Published online by Cambridge University Press: 01 November 2018
‘We live because of our son who is in the army’ (cited in Lindberg 2012: 69)
In the early 1970s, a controversial study by the economist Emile Benoit made the unusual and counter-intuitive finding that there was a positive, causal correlation between military expenditures and economic growth in poorer countries. Military spending, Benoit concluded, had a Keynesian fiscal effect on aggregate demand, generating positive multiplier effects. It created beneficial externalities for the civilian economy by
feeding, clothing, and housing a number of people who would otherwise have to be fed, housed, and clothed by the civilian economy-and sometimes doing so, especially in LDCs, in ways that involve sharply raising their nutritional and other consumption standards and expectations (Benoit 1978: 277).

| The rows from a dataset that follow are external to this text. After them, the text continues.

PR #1583, opened 2023-02-26
refactor: convert confirms to enum

midgleyc:
These are "enum-like", in that they're all alike, and the numbers don't matter, only that they're distinct.

Generate them automatically instead. Most numbers do change, but the specific values don't matter.

This should make adding new ones slightly easier (as now you don't have to care about the string value).

### DIFF
--- a/src/net/sourceforge/kolmafia/request/RelayRequest.java
+++ b/src/net/sourceforge/kolmafia/request/RelayRequest.java
@@ -116,37 +116,37 @@ public class RelayRequest extends PasswordHashRequest {
   public static String redirectedCommandURL = "";
 
   public enum Confirm {
-    CONFIRM_COUNTER,
-    CONFIRM_MCD,
-    CONFIRM_FAMILIAR,
-    CONFIRM_RECOVERY,
-    CONFIRM_SORCERESS,
-    CONFIRM_WOSSNAME,
-    CONFIRM_TOKENS,
-    CONFIRM_SEAL,
-    CONFIRM_ARCADE,
-    CONFIRM_KUNGFU,
-    CONFIRM_POOL_SKILL,
-    CONFIRM_WINEGLASS,
-    CONFIRM_COLOSSEUM,
-    CONFIRM_GREMLINS,
-    CONFIRM_HARDCOREPVP,
-    CONFIRM_DESERT_UNHYDRATED,
-    CONFIRM_MOHAWK_WIG,
-    CONFIRM_CELLAR,
-    CONFIRM_BOILER,
-    CONFIRM_DIARY,
-    CONFIRM_BORING_DOORS,
-    CONFIRM_SPELUNKY,
-    CONFIRM_ZEPPELIN,
-    CONFIRM_OVERDRUNK_ADVENTURE,
-    CONFIRM_STICKER,
-    CONFIRM_DESERT_OFFHAND,
-    CONFIRM_MACHETE,
-    CONFIRM_RALPH,
-    CONFIRM_RALPH1,
-    CONFIRM_RALPH2,
-    CONFIRM_DESERT_WEAPON;
+    COUNTER,
+    MCD,
+    FAMILIAR,
+    RECOVERY,
+    SORCERESS,
+    WOSSNAME,
+    TOKENS,
+    SEAL,
+    ARCADE,
+    KUNGFU,
+    POOL_SKILL,
+    WINEGLASS,
+    COLOSSEUM,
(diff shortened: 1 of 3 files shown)


src/net/sourceforge/kolmafia/request/RelayRequest.java
```diff
@@ -869,15 +876,15 @@ public boolean sendBreakPrismWarning(final String urlString) {
       // If you don't have any coins, nothing to spend
       if ( InventoryManager.getCount( ItemPool.COIN ) > 0 )
       {
-        if ( this.getFormField( CONFIRM_RALPH2 ) == null )
+        if ( this.getFormField( Confirm.CONFIRM_RALPH2 ) == null )
```
Veracity0, line 879: Why is this not Confirm.RALPH2?

src/net/sourceforge/kolmafia/request/RelayRequest.java
```diff
@@ -869,15 +876,15 @@ public boolean sendBreakPrismWarning(final String urlString) {
...
         {
           StringBuilder warning = new StringBuilder();
           warning.append( "When you stop being a plumber, you will lose access to the Mushroom District." );
           warning.append( " Since you have unspent coins, perhaps you would like to visit some shops?" );
           warning.append( " If you are sure you don't want to spend your coins, click the icon on the left. " );
           warning.append( " If you wish to visit the Mushroom District, click on icon on the right." );
           this.sendOptionalWarning(
-            CONFIRM_RALPH2,
+            Confirm.CONFIRM_RALPH2,
```
Veracity0, line 887: Ditto.

src/net/sourceforge/kolmafia/request/RelayRequest.java
```diff
@@ -1240,7 +1251,7 @@ private boolean sendHardcorePVPWarning(final String urlString) {
     }
 
     // Don't remind a second time in a session if you decide not to do it.
-    if (urlString.contains(CONFIRM_HARDCOREPVP)) {
+    if (urlString.contains(Confirm.HARDCOREPVP.toString())) {
```
Veracity0, line 1254: Curious why it is necessary to explicitly call toString here.

src/net/sourceforge/kolmafia/request/RelayRequest.java
```diff
@@ -2602,7 +2613,7 @@ private boolean sendSorceressWarning(final String urlString) {
       return false;
     }
 
-    if (urlString.contains(CONFIRM_SORCERESS)) {
+    if (urlString.contains(Confirm.SORCERESS.toString())) {
```
Veracity0, line 2616: Why explicit toString()?

src/net/sourceforge/kolmafia/request/RelayRequest.java
```diff
@@ -2830,34 +2841,37 @@ private boolean sendSpelunkyWarning(final KoLAdventure adventure) {
...
       return true;
     }
 
     return false;
   }
 
-  public void sendGeneralWarning(final String image, final String message, final String confirm) {
-    this.sendGeneralWarning(image, message, confirm, null, false);
+  public void sendGeneralWarning(final String image, final String message, final Confirm confirm) {
+    this.sendGeneralWarning(image, message, confirm.toString(), null, false);
```
Veracity0, line 2861: OK. These are all turning into calls on the 5-argument version of sendGeneralWarning.
Why not change the third argument of that from ```String confirm``` to ```Confirm confirm```?

Veracity0 (changes requested):

src/net/sourceforge/kolmafia/request/RelayRequest.java
midgleyc: it's commented-out code, so didn't get picked up by the refactor. I'll adjust it.

src/net/sourceforge/kolmafia/request/RelayRequest.java
midgleyc: `Confirm` doesn't implement `CharSequence`, so it has to be converted to a string. I could implement it, but I thought it was simpler to just convert it.

src/net/sourceforge/kolmafia/request/RelayRequest.java
midgleyc: I thought the last `sendGeneralWarning` was implemented on `GenericRequest`, but I was wrong. Change made.

Veracity0 (approved):

PR #1585, opened 2023-02-27
fix: break early when iterating over modifiers if matched

midgleyc:
Throw exceptions instead of silently continuing if error.


Veracity0 (approved):
Whoa. A label. I don't think I've ever seen this syntax before.
Well, it's OK.

midgleyc:
I don't think I've ever used it before. I think it's more elegant than a `boolean matched = false;`, then checking the match after every loop.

Benoit's findings provoked a series of critical rejoinders in the coming years, in which the empirical validity of the results and their theoretical foundations were subject to vigorous challenge (Ball 1983, Faini et al 1984, Deger 1986). At about the same time, Paul Sweezy and Paul Baran's classic work on monopoly capital also saw a positive correlation between military spending and economic growth, although this argument primarily applied to mature capitalist economies. One of the key links posited by Sweezy and Baran is that millions of jobs are generated by military expenditure, and this, in turn, absorbs the reserve army of labour:
Some six or seven million workers, more than 9 per cent of the labor force, are now dependent for jobs on the arms budget. If military spending were reduced once again to pre-Second World War proportions, the nation's economy would return to a state of profound depression, characterised by unemployment rates of 15 per cent and up, such as prevailed during the 1930s (Baran and Sweezy 1966: 531).
This chapter deploys a modified version of what can be termed the ‘military fiscalism’ explanation used by Benoit, and Baran and Sweezy to the context of the relationship between economic development, political stability, and the civil war in Sri Lanka. In brief, it sets out an argument that the high levels of military expenditure associated with a prolonged civil war had a positive impact in addressing youth unemployment and rural poverty in some parts of the country.